▶ **Exercise instructions**: Each line of the data below that contains "multiple" must be copied.

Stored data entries
★ ★ ★ ★ ★

PR #733, opened 2026-09-02
content(usage-stats): note Amplitude event cap, move sponsorship section up

rfay:
## The Issue

- Related to ddev/ddev#8614

Amplitude changed its terms for free projects, so DDEV's usage tracking now exceeds the free event quota partway through most months, making the Amplitude-based stats on the usage-stats page incomplete with no indication to readers.

Adds a warning above the Amplitude-based stats linking to ddev/ddev#8614, and moves the DDEV Sponsorship section (unaffected, separate data feed) up to right after that notice instead of at the bottom.

Visit https://20260902-amplitude.ddev-com-front-end.pages.dev/usage-stats and confirm the warning and Sponsorship section now appear above the Amplitude charts.

### DIFF
--- a/src/pages/usage-stats.astro
+++ b/src/pages/usage-stats.astro
@@ -141,6 +141,79 @@ const sponsorshipGoal = sponsorshipData?.current_goal
           )
         }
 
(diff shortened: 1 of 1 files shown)


stasadev (approved):
Looks good to me.

PR #438, opened 2015-01-08
Changed behaviour of the MySQL adapter create method's default ID column...

maxbrokman:
... to an unsigned integer. ID columns should be unsigned as they can never be negative (auto incrementing).

### DIFF
--- a/tests/Phinx/Db/Adapter/MysqlAdapterTest.php
+++ b/tests/Phinx/Db/Adapter/MysqlAdapterTest.php
@@ -157,7 +157,7 @@ class MysqlAdapterTest extends \PHPUnit_Framework_TestCase
 
         $table = new \Phinx\Db\Table('ntable', array(), $this->adapter);
         $table->addColumn('realname', 'string')
-              ->addColumn('tag_id', 'integer')
+              ->addColumn('tag_id', 'integer', array('signed' => false))
               ->addForeignKey('tag_id', 'ntable_tag', 'id', array('delete'=> 'NO_ACTION', 'update'=> 'NO_ACTION'))
               ->save();
 
@@ -710,7 +710,7 @@ class MysqlAdapterTest extends \PHPUnit_Framework_TestCase
         $refTable->addColumn('field1', 'string')->save();
 
         $table = new \Phinx\Db\Table('table', array(), $this->adapter);
-        $table->addColumn('ref_table_id', 'integer')->save();
+        $table->addColumn('ref_table_id', 'integer', array('signed' => false))->save();
 
         $fk = new \Phinx\Db\Table\ForeignKey();
         $fk->setReferencedTable($refTable)
@@ -727,7 +727,7 @@ class MysqlAdapterTest extends \PHPUnit_Framework_TestCase
         $refTable->addColumn('field1', 'string')->save();
 
         $table = new \Phinx\Db\Table('table', array(), $this->adapter);
-        $table->addColumn('ref_table_id', 'integer')->save();
+        $table->addColumn('ref_table_id', 'integer', array('signed' => false))->save();
 
         $fk = new \Phinx\Db\Table\ForeignKey();
         $fk->setReferencedTable($refTable)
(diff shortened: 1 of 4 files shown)


shadowhand:
What about line 219?

shadowhand:
Tests need to be updated to match new expectations.

maxbrokman:
Eek, missed that second table creation section. Also actually committed the tests this time.

tests/Phinx/Db/Adapter/MysqlAdapterTest.php
```diff
@@ -157,7 +157,7 @@ public function testCreateTableWithForeignKeys()
 
         $table = new \Phinx\Db\Table('ntable', array(), $this->adapter);
         $table->addColumn('realname', 'string')
-              ->addColumn('tag_id', 'integer')
+              ->addColumn('tag_id', 'integer', array('signed' => false))
```
shadowhand: Right, so this is exactly what worries me about this PR... by changing the default expectation for PK columns, we suddenly have to worry about every single FK reference too. From my standpoint, this PR drives MySQL adapter further from compatibility with other adapters, by making Phinx less consistent.

Thoughts?

maxbrokman: This is certainly a valid worry. I haven't used Phinx for any other SQL dialect but looking at e.g PostgresAdapter the behaviour there is the same in that it uses integer (signed) rather than serial (unsigned).

I am not familiar enough with Postgres to say what the common behaviour for auto-incrementing ids is, but in my experience with MySQL they are always unsigned. 

The PR is motivated by implementing Phinx in an existing large codebase / database. Applying foreign keys fails because the column types of the referencing / referenced columns do not match.  Our workaround with Phinx in production is to always specify our own primary key, and this is what brought me to write the PR.

I have to say that I had no considered portability until this point.

MySQL / Postgres could possibly be made compatible by applying a similar change and internally juggling the type of the column to Serial when it is set to unsigned? Looks like this might be the current behaviour for Identity columns in PostgresAdapter::getColumnSqlDefinition but would require some changes to the signature of getSqlType for other columns. 

I do not know enough about FKs in Postgres to comment on how they are used there, and know even less about SqlServer.

shadowhand: @robmorgan could use your input on this ^ I'm not really sure what the right answer here is.

maxbrokman: Just going off the docs, isn't 'signed' ignored outside of MySQL anyway? Certainly needs further input.

shadowhand: Yes, `signed` only affects MySQL.

fightbulc:
A general input on that topic since I am struggling all the time with this:

I should be able to dismiss the auto ID creation (as implemented in form of id => false) in order to create my own field. All what is missing at that point is a possibility to set ```auto_increment => true```

maxbrokman:
There is a work around for this, you can call make a new Column and call setIdentity (or similar) on it make it auto increment, and then pass this to addColumn

shadowhand:
@fightbulc see http://docs.phinx.org/en/latest/migrations.html#creating-a-table for syntax on specifying an alternate PK. As of Phinx 0.4.2 (next release) you can use `'identity' => true` option to force the column to be auto-increment, see 70fee0fd9764c2d6fe41d8c2c72291c9cdd6393b.

maxbrokman:
As I understand it the alternative PK syntax doesn't actually make the column you specify auto increment.

shadowhand:
@maxbrokman If you look at the commit in question, and the adapter code, you will see that's exactly what `identity` does.

maxbrokman:
Sorry I was referring to the current behaviour

fightbulc:
@shadowhand great. looking forward to 0.4.2.

robmorgan:
I'm closing this. Signed integer PKs in MySQL are sufficient for most people, if you need to override you can. This is also the behaviour in Rails + ActiveRecord.

PR #440, opened 2015-01-08
Documentation for Phinx via Code added

alexbowers:
Documentation Added for calling Phinx via code.

### DIFF
--- a/docs/code-usage.rst
+++ b/docs/code-usage.rst
@@ -1,0 +1,178 @@
+.. index::
+   single: Phinx via Code
+
+Calling Phinx via Code
+===================================
+
+Phinx is primarily a command line tool, however Phinx does support code-based calls.
+
+.. warning::
+
+    Not all terminal commands are available to be used within code yet.
+
+Initial Setup
+--------------
+
+.. note::
+
+    For Phinx via Code to work at all, you need to ensure that Phinx is accessible via autoloading,
+    the best way to manage this would be to ``require "vendor/autoload.php";`` the composer autoloader.
+
+Phinx will require instantiating, which can be achieved by the following.
+
+.. code-block:: php
+
+    $app = new \Phinx\Console\PhinxApplication($version);
+    $phinx = new \Phinx\Wrapper\TextWrapper($app);
+
+Where ``$version`` is the version number of Phinx (eg. '0.4.1').
+``$phinx`` now contains our Phinx object which will expose to us the commands.
+
+
+
+Custom Options
+---------------
+
+Phinx comes with some sensible options set for us, however these are not always appropriate and may need changing.
+
+There are two ways an option value can be set.
+
+The first way is instead of the ``$phinx`` declaration above, we can pass through a second parameter ``$options`` as an array of options.
+
+.. code-block:: php
+
+    $phinx = \Phinx\Wrapper\TextWrapper($app, array(
+        'option_name' => 'option_value',
+    ));
+
+To set multiple options and values, simply add more key value pairs to the ``$options`` array.
+
+The second way uses the original ``$phinx`` object and uses the ``setOption($option, $value)`` method.
+
+This method can be invoked multiple times, and either chained together or with each invokation done separately.
+
+.. code-block:: php
+
+    $phinx->setOption('option_name', 'option_value');
+
+The three options we can alter are:
+
+1. Environment name
+2. Configuration File Location
+3. Parser Information
+
+.. note::
+
+    There is no need to define these options if they are the same as the defaults.
+
+Configuring Environment Name
+-----------------------------
+
+Setting the Environment Name is done using the option name ``environment``.
+The value you assign should match the config file environment declared (eg. ``development``)
+
+.. code-block:: php
+
+    $phinx->setOption('environment', 'development');
+
+The default value if left blank is: ``development``.
+
+Configuring Configuration File Location
+----------------------------------------
+
+Setting the Configuration File Location is done using the option name ``configuration``.
+The value you assign should match the relative or absolute path to the phinx.yml (or alternative) file.
+
+.. code-block:: php
+
+    $phinx->setOption('configuration', '/var/www/phinx.yml');
+
+.. note::
+
+    The location may be relative to the webroot if you use an MVC framework.
+    Using ``__DIR__`` for relative paths or an absolute path is recommended.
+
+The default value if left blank is: ``./phinx.yml``.
+
+Configuring Parser Information
+-------------------------------
+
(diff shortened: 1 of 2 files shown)


docs/code-usage.rst
```diff
@@ -0,0 +1,178 @@
...
+    the best way to manage this would be to ``require "vendor/autoload.php";`` the composer autoloader.
+
+Phinx will require instantiating, which can be achieved by the following.
+
+.. code-block:: php
+
+    $app = new \Phinx\Console\PhinxApplication($version);
+    $phinx = new \Phinx\Wrapper\TextWrapper($app);
+
+Where ``$version`` is the version number of Phinx (eg. '0.4.1').
```
shadowhand: This works, but it might be better to use:

```php
$app = require 'vendor/robmorgan/phinx/app/phinx.php';
```

docs/code-usage.rst
```diff
@@ -0,0 +1,178 @@
...
+    If left blank, the value is assumed based on the Configuration File's file extension as per the list above.
+
+Migrating
+----------
+
+This command will run the same command as ``phinx migrate``.
+
+.. code-block:: php
+
+    $phinx->getMigrate($env, $target);
```
shadowhand: I think this example should include the return value:

```php
$output = $phinx->getMigrate(...);
```

docs/code-usage.rst
alexbowers: I have to disagree.

Many people will already have composer's autoloading defined, and thus requiring phinx.php will autoload PhinxApplication twice.

Also, I think this:
    $app= new PhinxApplication();
is clearer than
    $app= require 'vendor/robmorgan/phinx/app/phinx.php';
because its immediately clear whats going on.

alexbowers: I just saw your edit.

I agree that having an embedded one would be nice actually. Though, to me it would still be nicer if we had a Facade style class which was simply called Phinx which wrapped the TextWrapper and some of its methods

Having Phinx->migrate() is clearer than TextWrapper->getMigrate()

docs/code-usage.rst
alexbowers: Wouldn't the most common use case of Phinx via Code be without needing the return value for the migration. Since it is meaningless to the end-user (who is either running an install script, or something).

I can add it if you want, but the use case is more limited than without it.

shadowhand: The above comment and this comment make sense... Some modifications could be made that would clean all this up:

1. `$phinx = new Phinx\Phinx()` to get a fluent object
2. `$phinx->migrate($target = null)` and `$phinx->rollback($target = null)` that return a  boolean (based on exit code)
3. updated documentation

In many ways, this points back #413 and suggests that Phinx should be internally refactored to exist as a library, which also provides a console application that **uses** the library, rather than having the opposite situation (as it is currently).

alexbowers: To me, what makes sense is to have 1 and 2 as you specified. However, in a way that the message is also split down and segmented into an array of messages and timestamps etc, so that if the user wished to get the response, such as 'xxx migrated 0.2s' they can simply call a method like $phinx->getMessage(); and it will have the same message as $phinx->migrate() currently has, and with work done on the message too, we can provide it in many formats / split up.

I have to agree with the use of a library rather than a command.

alexbowers: Shall we commit it as is for now, and have an RFC for refactoring into a library?

alexbowers: @shadowhand Shall we open this up as a RFC?

shadowhand: I'd like to see the code and the documentation together in a single PR.

alexbowers: Hasn't the code already been merged in?

shadowhand: Not the fluent object we're talking about.

alexbowers: Ah sorry. I thought you were meant that was a future change. I'll start
work on that tonight

shadowhand: Have you made any progress on the fluent class, or should I start working on it?

alexbowers: I haven't had chance to start yet. If you can make it a branch I may have time to contribute a bit to it tonight, but i've started on a PoC for the company I work for.

shadowhand:
@alexbowers check out https://github.com/robmorgan/phinx/tree/i413-fluent-phinx

shadowhand:
That's only a basic starting point... I'd actually like to see a bigger refactor project that inverts Phinx more completely and makes the fluent interface the core part, and the console application a wrapper.

alexbowers:
I don't seem to be able to add comments to those files.

But a few thoughts from me so far:

All numbers refer to line numbers:

64: I prefer to have paths which have ../ ../ in them to be `dirname(dirname(__DIR__)). That way, when debugging, we get the actual path, rather than a convoluted way to get to it. 

97, 110: Not a particarly nice set of parameters there, passing null through first. Maybe TextWrapper could be refactored to remove them since we can't pass through values to it anymore?

alexbowers:
@shadowhand Is there anything else required for a merge?

Also, the documentation requires updating again. I'm a little busy at the minute, so if you wouldn't mind could you please update the docs with the new code examples and PR them into my branch?

If not, I'll probably get around to them tomorrow.

alexbowers:
@shadowhand Documentation has been updated.

alexbowers:
@shadowhand Any idea when this will be merged in along with Fluent.

I have an application which will require updating when this is merged; and having it done sooner rather than later would be nice.

shadowhand:
@alexbowers honestly, creating the Fluent interface doesn't make a lot of sense without the refactor, which is a large task and cause the code to diverge significantly. There are already multiple ways to work around this without the fluent interface in your application, or you can import the existing class I created into your project.

tl;dr: there are no plans to add the fluent interface soon, handle it in your own project for now.

alexbowers:
Okay. I was going to look into the refractor this evening. Is it not worth
me looking into it yet?

shadowhand:
@alexbowers I'm not opposed to you trying, but it requires significant understand of the codebase and how the 3 parts (manager, env, migrations) all work together.

alexbowers:
@shadowhand Any chance of getting this docs merged in too?

shadowhand:
@alexbowers honestly I would prefer not to document/encourage usage of the current interfaces until the underlying architecture is improved. Even the current names are pretty bad.

alexbowers:
Okay. can we draft up a RFC at some point if we're heading towards backwards incompatibility?

That will also allow some of us to fork off and create a new architecture

robmorgan:
I'm closing this. The current interfaces should not be documented as is.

★ ★ ★ ★ ★

▶ **Answer**:
+To set multiple options and values, simply add more key value pairs to the ``$options`` array.
+This method can be invoked multiple times, and either chained together or with each invokation done separately.
@alexbowers honestly, creating the Fluent interface doesn't make a lot of sense without the refactor, which is a large task and cause the code to diverge significantly. There are already multiple ways to work around this without the fluent interface in your application, or you can import the existing class I created into your project.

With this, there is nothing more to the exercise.